The aim of this assignment is to develop and test your ability to integrate your knowledge of plastic failure and fracture. Below is a plot that shows the plane strain fracture toughness and yield strength for a number of aluminium alloys. Note the log scale! This will be the basis of the present assignment. Each alloy is represented by an ellipse because there is always some variation in the properties of alloys from one batch to another. You can see that in wrought alloys, the strength can be increased without a great deal of change in the fracture toughness. However, in the casting alloys, the higher strength grades show reduced fracture toughness.
1. Consider alloys 2024 T6 and A201. We want to know if either of these is likely to be adversely affected - in terms of fracture - by an accidental brush with a spinning thin angle grinder blade. Estimate the critical crack sizes for each alloy for plane strain fracture under a load of 250 MPa. Use the properties corresponding to the centre of the ellipse. Is a brush with an angle grinder likely to pose a risk for this situation? What is one reason why the fracture toughness of the casting alloys is less than the wrought alloys? (You will have to hunt around a little to find the answer to this, but it won't hurt you.)
2. Consider alloy 1050 in the work hardened and soft conditions. Describe the main difference in the micro-structure between these two materials. What does work hardening affect more, yield strength or fracture strength? Imagine these alloys are loaded to a stress approximately 80% that of their yield stresses. Calculate the respective critical flaw sizes for fracture. Do you think either of these are likely to arise by accidental damage? Now imagine alloy 7075 T6 is work hardened by an equivalent amount to that seen in alloy 1050 (i.e. by about 60 MPa), without any change to its fracture toughness. This is then loaded to 80% of its yield stress. What is the critical flaw size for this material?
3. Consider the strain needed to harden 1050 by the amount seen above. Assume that hardening starts from a yield stress of soft 1050 (call this is σ0). Work hardening can then be described by adding a power law (kεn , where ε is strain, k is 100 MPa and n is 0.5) to this initial yield stress.
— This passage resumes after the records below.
PR #1267, opened 2025-07-09
IEP-1596 Handle Redundant File Watcher Events for eim_idf.json

sigmaaa:
## Description

Added a 100ms delay before processing file system events to prevent handling multiple ENTRY_MODIFY events triggered by certain text editors. This helps avoid redundant processing when eim_idf.json is edited rapidly.

I saw this behavior a few times during the migration from 3.5 to 4.0.0, without manually editing the eim_idf.json file. I couldn't reproduce it since then, so I tried editing the file manually and observed similar behavior.

Fixes # ([IEP-1596](https://jira.espressif.com:8443/browse/IEP-1596))

## Type of change

## How has this been tested?

open the IDE -> edit esp_idf.json file -> should be one notification in the IDE

**Test Configuration**:
* ESP-IDF Version:

- Component 1
- Component 2

## Checklist
- [ ] PR Self Reviewed
- [ ] Applied Code formatting
- [ ] Added Documentation
- [ ] Added Unit Test

### DIFF
--- a/bundles/com.espressif.idf.core/src/com/espressif/idf/core/tools/watcher/EimJsonWatchService.java
+++ b/bundles/com.espressif.idf.core/src/com/espressif/idf/core/tools/watcher/EimJsonWatchService.java
@@ -5,8 +5,15 @@
 package com.espressif.idf.core.tools.watcher;
 
 import java.io.IOException;
-import java.nio.file.*;
-import java.nio.file.attribute.FileAttribute;
+import java.nio.file.ClosedWatchServiceException;
+import java.nio.file.FileSystems;
+import java.nio.file.Files;
+import java.nio.file.Path;
+import java.nio.file.Paths;
+import java.nio.file.StandardWatchEventKinds;
+import java.nio.file.WatchEvent;
+import java.nio.file.WatchKey;
+import java.nio.file.WatchService;
 import java.util.List;
 import java.util.concurrent.CopyOnWriteArrayList;
 
@@ -28,8 +35,7 @@ public class EimJsonWatchService extends Thread
 	private final List<EimJsonChangeListener> eimJsonChangeListeners = new CopyOnWriteArrayList<>();
 	private volatile boolean running = true;
 	private volatile boolean paused = false;
-	
-	
+
 	private EimJsonWatchService() throws IOException
 	{
 		String directoryPathString = Platform.getOS().equals(Platform.OS_WIN32) ? EimConstants.EIM_WIN_DIR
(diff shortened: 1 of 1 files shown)


bundles/com.espressif.idf.core/src/com/espressif/idf/core/tools/watcher/EimJsonWatchService.java
```diff
@@ -139,6 +145,17 @@ public void run()
...
+			{
+				// Prevent handling multiple ENTRY_MODIFY events (e.g., when eim_idf.json is edited in a text editor
+				// like VS Code)
+				Thread.sleep(100);
+			}
+			catch (InterruptedException e)
+			{
+				Logger.log(e);
+				Thread.currentThread().interrupt();
+			}
```
kolipakakondal: Can we address this with the File lastmodifiedtime? Save the last modified time in the memory and during every event check it was really modified by comparing the last modified timestamp..does that work or content hash approach?

d-almazov: Hi @kolipakakondal, I think your suggestion would work, but it feels like overkill for this case, and it would require more resources (e.g., additional memory allocation, extra conditional checks).
From what I’ve seen, this issue occurs because editing the file in some editors—or possibly through eim.exe—triggers multiple ENTRY_MODIFY events at once. As a result, we show a notification for each event.
A small delay in this thread helps group those events together, so we show only a single notification to update the Tools Manager.

kolipakakondal: That’s my concern - we don’t know the exact root cause, and we’re trying to avoid the issue by adding a time delay. But I’m not sure that will work 100%.

d-almazov: Hi @kolipakakondal, the root cause is that a file modification can trigger multiple ENTRY_MODIFY events—for example, one for updating the content and another for updating file metadata. In such cases, a small delay (e.g., Thread.sleep(100)) is enough to debounce the duplicate events. I believe a similar issue is discussed here: https://stackoverflow.com/questions/16777869/java-7-watchservice-ignoring-multiple-occurrences-of-the-same-event

d-almazov: Hi @kolipakakondal,

In the last commit, I replaced the debounce solution with a comparison of file timestamps.

sigmaaa:
In the last commit, I replaced the debounce solution with comparing file timestamps, as suggested by Kondal.

AndriiFilippov:
@sigmaaa hi ! 

Tested under:
OS - Windows 11 / Mac arm64

redundant notifications issue fixed ✅ 
LGTM 👍

AndriiFilippov (approved):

Calculate how much strain would be required to work harden the material to the value reported above for hardened 1050.
4. It is useful to consider whether an alloy will fail by yielding or by fracture, when subjected to an overload. For instance, the pin on my trailer is designed to fail by yielding rather than fracture. Consider materials with a (conservative) flaw size of 10 mm. List the materials shown in the figure above that are likely to fail by yielding but not fracture when subjected to an overload. (That is, work out which will happen at the lower stress, yielding or fracture, for a flaw size of 10 mm.)